WORK INSTRUCTIONS: Output every record below exactly as it appears.

┄┄┄┄┄┄

PR #1100, opened 2020-10-26
change pressure tolerance

samwaseda:
I included a pressure tolerance attribute. Default set to 1 MPa. I guess it's low enough.


jan-janssen:
I like the changes, we just have to clarify whether we want to overwrite the values in the input list or not: 
https://github.com/pyiron/pyiron/pull/1095

samwaseda:
> I like the changes, we just have to clarify whether we want to overwrite the values in the input list or not:
> #1095

For the sake of consistency I followed the same principle but if we end up deciding in #1095 not to overwrite I will follow the decision as well. It's up to the state of agreement which one should be merged first, I'd say.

┄┄┄┄┄┄

EXERCISE RESULT:
PR #1100, opened 2020-10-26
change pressure tolerance

samwaseda:
I included a pressure tolerance attribute. Default set to 1 MPa. I guess it's low enough.


jan-janssen:
I like the changes, we just have to clarify whether we want to overwrite the values in the input list or not: 
https://github.com/pyiron/pyiron/pull/1095

samwaseda:
> I like the changes, we just have to clarify whether we want to overwrite the values in the input list or not:
> #1095

For the sake of consistency I followed the same principle but if we end up deciding in #1095 not to overwrite I will follow the decision as well. It's up to the state of agreement which one should be merged first, I'd say.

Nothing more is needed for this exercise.